2. If the yaml processing error Tyler mentioned is worked around, the next component to fail is the vsphere-cloud-controller-manager on the management cluster with the following error:

   E0831 17:01:13.552164       1 connection.go:177] Failed to create new client. err: Post "https://[[fd01:0:106:8:0:a:0:13ee]]:443/sdk": dial tcp: address [[fd01:0:106:8:0:a:0:13ee]]:443: missing port in address

   We can see that the vsphere-cloud-controller-manager does not expect brackets around the IPv6 address supplied to it.

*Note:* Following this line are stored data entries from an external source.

PR #3603, opened 2026-04-10
DPE core upgrades: SVN, State, Crypto API, PCRs, env unification

parvathib:
Squashed cherry-picks from main:
- #3013: Update to just before adding SVN (DPE sub → b1c0e99)
- #3018: Support SVN in DeriveContext (DPE sub → c9b67f5)
- #3022: Use dpe::State for shared state (DPE sub → 57690bd)
- #3029: New Crypto API (DPE sub → 81aea72)
- #3038: Use both RT PCRs in RT DPE context
- #3164: Unify DPE environment creation

Note: CertifyKeyCsr DPE verification test is temporarily disabled. It requires DPE commit 4986ac5 ("verification: Add ECA EKU and fix CSR signature verification (#510)") which will be picked up in a later phase when the DPE submodule is updated further.

### DIFF
--- a/Cargo.lock
+++ b/Cargo.lock
@@ -998,6 +998,7 @@ dependencies = [
  "caliptra-runtime",
  "caliptra-test-harness",
  "cfg-if",
+ "dpe",
  "ufmt",
  "zerocopy",
 ]
@@ -1379,6 +1380,7 @@ dependencies = [
  "arrayvec",
  "caliptra-cfi-derive-git",
  "caliptra-cfi-lib-git",
+ "zerocopy",
  "zeroize",
 ]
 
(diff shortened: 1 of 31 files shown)


hw/latest/caliptra-ss
zhalvorsen, line 1: Should these submodules be updated as part of this change? I'm worried we might be updating them to a 2.1 commit

zhalvorsen (dismissed):

hw/latest/caliptra-ss
zhalvorsen: The DPE submodule definitely should, but I'm not sure about the `hw/*` submodules

parvathib: You are right! I reverted the hw/* submodule changes. Only DPE submodule changed

zhalvorsen (dismissed):

zhalvorsen (approved):

swenson (approved):

PR #3619, opened 2026-04-14
Fix the issue in ACTIVATE_FIRMWARE that uses fw_id instead of exec_bit

### LINKED ISSUE #3605: runtime ACTIVATE_FIRMWARE uses fw_id instead of exec_bit for SS_GENERIC_FW_EXEC_CTRL bitmap
* Caliptra Version: RTL version 2.1.2, SW version: rom-2.1.1
* Caliptra Mode: Subsystem Mode

In runtime/src/activate_firmware.rs, the ACTIVATE_FIRMWARE command handler uses fw_id instead of exec_bit as the bit index when building the images_to_activate_bitmap that drives SS_GENERIC_FW_EXEC_CTRL. This causes no bit at all to be set in SS_GENERIC_FW_EXEC_CTRL when fw_id is larger than the size of images_to_activate_bitmap (128). 

Bug location:
https://github.com/chipsalliance/caliptra-sw/blob/6b4ce093469cc43586bce3d665b98d4627c10e71/runtime/src/activate_firmware.rs#L111

wlibo-mrvl:
Fixed https://github.com/chipsalliance/caliptra-sw/issues/3605

### DIFF
--- a/runtime/src/activate_firmware.rs
+++ b/runtime/src/activate_firmware.rs
@@ -108,7 +108,7 @@ impl ActivateFirmwareCmd {
             if exec_bit == 0 || exec_bit == 1 || exec_bit > MAX_EXEC_GO_BIT_INDEX {
                 return Err(CaliptraError::RUNTIME_MAILBOX_INVALID_PARAMS);
             }
-            Self::set_bit(&mut images_to_activate_bitmap, fw_id as usize);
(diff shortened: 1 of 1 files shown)


mlvisaya (approved):
Looks good to me

zhalvorsen (approved):

PR #3621, opened 2026-04-15
[dpe] Update to non-generic crypto API

zhalvorsen:
Having generics in the API was duplicating much of the complicated DPE code (certificate encoding) which bloated the code size unnecessarily. DPE was updated to remove the generics so this gains some codespace back.


fdamato (approved):
LGTM! Thanks Zach !

drivers/src/sha2_512_384.rs
```diff
@@ -628,6 +628,68 @@ pub struct Sha384;
 /// SHA-512 variant implementation
 pub struct Sha512;
 
+#[cfg(feature = "runtime")]
+pub struct DpeHasher<'a> {
+    op: Sha2DigestOp<'a, Sha384>,
+    active: Option<()>,
```
clundin25, line 634: Does a `state` Enum make sense?

clundin25: Alternatively, could you use an `Option<Op>` to imply it's active?

runtime/tests/runtime_integration_tests/test_authorize_and_stash.rs
```diff
@@ -1011,7 +1011,7 @@ fn test_authorize_and_stash_after_update_reset_multiple_set_manifest() {
         fw_id: FW_ID_0,
         measurement: IMAGE_DIGEST1,
         source: ImageHashSource::InRequest as u32,
-        flags: 0, // Don't skip stash
```
clundin25, line 1014: Why change all of these tests?

clundin25 (approved):
Nice code space gains !

drivers/src/sha2_512_384.rs
zhalvorsen: `Option<Op>` has lifetime issues I haven't been able to untie. I thought about using a separate enum, but I like the idea of using `take` logic and the enum would effectively only be `Active` or `Inactive`

timothytrippel (approved):

runtime/tests/runtime_integration_tests/test_authorize_and_stash.rs
zhalvorsen: DPE can no longer have two contexts with the same `tci_type` so these tests were failing

clundin25: Oh I see, do we need to go back and fix this? Worried that this will break integrations

drivers/src/sha2_512_384.rs
clundin25: Maybe the trait could be implemented on the enum itself to address the lifetime issues? Feel free to ignore, just fun to think about

runtime/tests/runtime_integration_tests/test_authorize_and_stash.rs
zhalvorsen: I created https://github.com/chipsalliance/caliptra-sw/issues/3660 to track this before the next release.

drivers/src/sha2_512_384.rs
zhalvorsen: Potentially, keeping a handle the driver and the SHA operation were the main pain points. I'll think about it some more and maybe improve this in later changes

3. Additionally, we also see the capi-controller-manager on the bootstrap cluster fail to reconcile with this error:

   E0831 17:02:48.207025       1 controller.go:257] controller-runtime/controller "msg"="Reconciler error" "error"="failed to create object /v1, Kind=Secret kube-system/cloud-provider-vsphere-credentials: Secret \"cloud-provider-vsphere-credentials\" is invalid: [data[[fd01:0:106:8:0:a:0:13ee].password]: Invalid value: \"[fd01:0:106:8:0:a:0:13ee].password\": a valid config key must consist of alphanumeric characters, '-', '_' or '.' (e.g. 'key.name',  or 'KEY_NAME',  or 'key-name', regex used for validation is '[-._a-zA-Z0-9]+'), data[[fd01:0:106:8:0:a:0:13ee].username]: Invalid value: \"[fd01:0:106:8:0:a:0:13ee].username\": a valid config key must consist of alphanumeric characters, '-', '_' or '.' (e.g. 'key.name',  or 'KEY_NAME',  or 'key-name', regex used for validation is '[-._a-zA-Z0-9]+')]" "controller"="clusterresourceset" "name"="tkg-mgmt-vsphere-20210831094656-vsphere-cpi" "namespace"="tkg-system"

   We can see that the IPv6 address is being used as some sort of key in a hashmap and the regex is rejecting it as a key because it contains both square brackets and colons.

We stopped our spike here, so there may be more issues to fix after these.

[mcwumbly]

As @christianang mentioned, we've decided to put this aside for now. Capturing a few more thoughts for whomever takes a look at this next (perhaps us in the future, but perhaps someone else will be more motivated and get to it first)!

1. It appears the the following forms are currently supported: ${hostname} or ${ipv4addr}
2. It appears that some code may expect the following to work with either ${scheme}:// or :${port} included, but none of them do: ${hostname}:${port} ${scheme}://${hostname}:${port}, ${ipv4addr}:${port}, ${scheme}://${ipv4addr}:${port} - it may be worth adding support for these or adding validation to make the lack of support more explicit
3. If we decide not to support scheme and/or port, perhaps we don't care about [] around the ipv6 addr.
4. It may be possible to work around the issue in vccm by ommitting or stripping the brackets.
5. It may be possible to work around the issue in capi by hashing or otherwise encoding the value we use as a key to only use expected characters. Not sure if that'd be the way to go, but worth considering.